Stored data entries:
● ● ● ● ●
PR #2127, opened 2020-09-04
[totp] feat: set and verify tools

### LINKED ISSUE #2120: totp: Add Set/Verify TOTP in account area
This will be available in both cms and proposals.

This is the basic functionality for the Set and Verify TOTP:
1) A user requests to SetTOTP (can be a button) on a new accoun tab.
2) www returns a secret and an image (QR code png in bytes).
3) Display the QR code and add a Verification Code field below.
4) User enters a valid code from their TOTP client application and clicks verify.
5) Success message is shown if valid and they are all set for TOTP.

victorgcramos:
This PR Closes #2120 

This diff adds the SET and VERIFY TOTP (**T**ime-based **O**ne-**T**ime **P**assword) features. Now users will be able to set the Two-Factor Authentication (2FA) on their accounts , which will be required to perform the login action once it's enabled.

### How to set the 2FA?

This tutorial was made using the [FreeOTP](https://github.com/freeotp/freeotp-android) app, an open source two-factor authentication application for systems utilizing one-time password protocols.

1. 👤  On your **Account** page, go to the `Two-Factor Authentication` tab.
  Before setting the 2FA on your account, please **remember to save the backup key**. This will be required in case you lost your authenticator. 
    > The backup key should be treated the same way you treat a password and should not be stored digitally.

2. 🤳 **Scan** the QR Code with your authentication app. In this case, we'll be using FreeOTP.
    
3. 📲    **Verify** the 6-digits code generated by the authenticator.

#### Example:
totp-set-cms-test
> The 2FA can also be enabled on CMS

😄 🔐  Done! You have enabled the 2FA on your account 

### How to disable the 2FA

After setting the TOTP, you can disable it on Account > Two-Factor Authentication.

Just fill in the blanks with the 6-digits code generated by your authenticator

#### Example:
totp-reset-cms-test-2

### How to recover the authentication code.

Once you have the backup key saved, you can recover it by generating a new QR Code from it. In this case, I'll be using the [FreeOTP QR Code Generator](https://freeotp.github.io/qrcode.html):

1. Change the algorithm to SHA1 instead of SHA256
2. Set it to **Timeout**
3. On **Account** field, type your username
4. On **Secret (Base 32)** insert the saved backup key

    You should see something like this:
    totp-free-otp-example-2

5. Scan the generated QR Code. Now you have recovered it and you can use it to login to your account.


alexlyp (approved):
tACK works well and looks pretty good.

victorgcramos:
Now, since TOTP is required on login for enabled users, I made a couple of changes on the instructions, added some confirmation modals, and improved the TOTP setup flow.

Here's a quick preview:
Screen Shot 2020-12-07 at 6 10 49 PM

Screen Shot 2020-12-07 at 6 18 30 PM

Screen Shot 2020-12-07 at 6 19 09 PM
Screen Shot 2020-12-07 at 6 23 06 PM
Screen Shot 2020-12-07 at 6 19 41 PM

Screen Shot 2020-12-07 at 6 20 26 PM
Screen Shot 2020-12-07 at 6 20 34 PM

alexlyp:
works great on login!

only suggestion i have is to have a definite cursor or highlight on mousing over an already populated digit.  

Currently once a digit is populated the blue line doesn't change to it's hard to know if you have that digit selected.

Maybe change it to a slightly darker blue tone when already populated and hovered?

src/containers/User/Totp/Set.jsx
```diff
@@ -0,0 +1,52 @@
...
+  !isAlreadySet ? (
+    <div className="margin-bottom-m">
+      <H2>Set Two-Factor Authentication</H2>
+      <div className={styles.setContainer}>
+        <div className={styles.qrcode}>
+          {totp.image && (
+            <img src={`data:image/png;base64, ${totp.image}`} alt={totp.key} />
+          )}
+        </div>
+        {totp && (
```
tiagoalvesdulce, line 15: this is boolean expression is a bit unclear since because if `SetTotp` receives `undefined`, it will default to `{}` and be `true` which is not very clear for the reader. You should be more explicit here saying: `totp !== null` or removing the default `{}` and moving the `totp &&` expression up.

src/containers/User/Totp/Totp.jsx
```diff
@@ -0,0 +1,84 @@
...
+      cb();
+    });
+
+  const handleVerifyTotp = (code, cb) => () =>
+    onVerifyTotp(code).then(() => {
+      setIsTotpSet(true);
+      cb();
+    });
+
+  const handleOpenTOTPModal = (isReset = true) => (code, cb) => {
```
tiagoalvesdulce, line 30: This param could be renamed to `shouldShowResetInstructions` or `isTotpSet`.

src/containers/User/Totp/Verify.jsx
```diff
@@ -0,0 +1,79 @@
...
+            {buttonLabel}
+          </Button>
+        )}
+      </div>
+    </div>
+  );
+};
+
+VerifyTotp.propTypes = {
+  onVerify: PropTypes.func,
```
tiagoalvesdulce, line 61: I think this component doesn't make sense unless the onVerify function is required

src/components/DigitsInput/DigitsInput.jsx
```diff
@@ -0,0 +1,90 @@
...
+        })}
+      </div>
+    </>
+  );
+};
+
+DigitsInput.propTypes = {
+  length: PropTypes.number,
+  onChange: PropTypes.func,
+  onFill: PropTypes.func
```
tiagoalvesdulce, line 81: `onFill` is never used and `className` and `code` are used but not defined in the propTypes.

tiagoalvesdulce (commented):
Good job, left a few comments.

src/containers/User/hooks/useTotp.js
```diff
@@ -0,0 +1,61 @@
...
+import { useAction, useSelector } from "src/redux";
+import useFetchMachine from "src/hooks/utils/useFetchMachine";
+import isEqual from "lodash/isEqual";
+
+const ERROR_CODE_INVALID_PARAMS = 77;
+
+const isInvalidParamsError = (error) =>
+  error && error.errorCode === ERROR_CODE_INVALID_PARAMS;
+
+export default function useTotp() {
```
thi4go, line 12: sweet hook

src/components/DigitsInput/DigitsInput.jsx
```diff
@@ -0,0 +1,90 @@
+import React, { useState, useRef, useEffect } from "react";
+import PropTypes from "prop-types";
+import { NumberInput, classNames } from "pi-ui";
+import styles from "./DigitsInput.module.css";
+
+const getCodeArray = (code = "", length) => {
```
thi4go, line 6: would be great to have a comment that explains what this function accomplishes for the component as a whole

thi4go (commented):
Hey mate functionality working great, nice job. Got just few comment.

As of now, I have to fail a login first to enable totp code insertion, and then do a successful login. Not sure the best way to go here, but I thought of two things; we can store this info on the user's browser (not a fan of this), or we could add a checkbox on the login form that shows/hides the totp input part.

src/containers/User/Totp/Set.jsx
victorgcramos: I guess we don't need this `totp` checker anymore. The parent component already forces the loading state when totp is undefined. I think removing it is okay.

src/containers/User/Totp/Verify.jsx
victorgcramos: I agree!

src/containers/User/hooks/useTotp.js
victorgcramos: thanks bro!

tiagoalvesdulce (changes requested):
Code is looking pretty good.

Some points:

1. These should be submitted when hitting enter.

Screen Shot 2021-01-20 at 12 45 29

Screen Shot 2021-01-20 at 12 46 44

2. The switch should be focused after hitting tab on password (`tabindex`)

Screen Shot 2021-01-20 at 12 48 16

3. This loading indicator should be centered

2facauth

4. Question: Can you edit the recommended logo in the TOTP authenticator app?

image

victorgcramos:
@tiagoalvesdulce updated the code to include the requested changes. About item 4, I don't think we can change that. From what I could see, this is up to the TOTP App, not the code itself.

After taking a look at https://github.com/pquerna/otp (the one we use on backend), I couldn't figure a way out to handle this default image.

tiagoalvesdulce (approved):
Looking great!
● ● ● ● ●
* [REQUIRED ACTION]
Every line above in which the word "changes" occurs needs to be copied.

* [EXPECTED ANSWER]
Now, since TOTP is required on login for enabled users, I made a couple of changes on the instructions, added some confirmation modals, and improved the TOTP setup flow.
tiagoalvesdulce (changes requested):
@tiagoalvesdulce updated the code to include the requested changes. About item 4, I don't think we can change that. From what I could see, this is up to the TOTP App, not the code itself.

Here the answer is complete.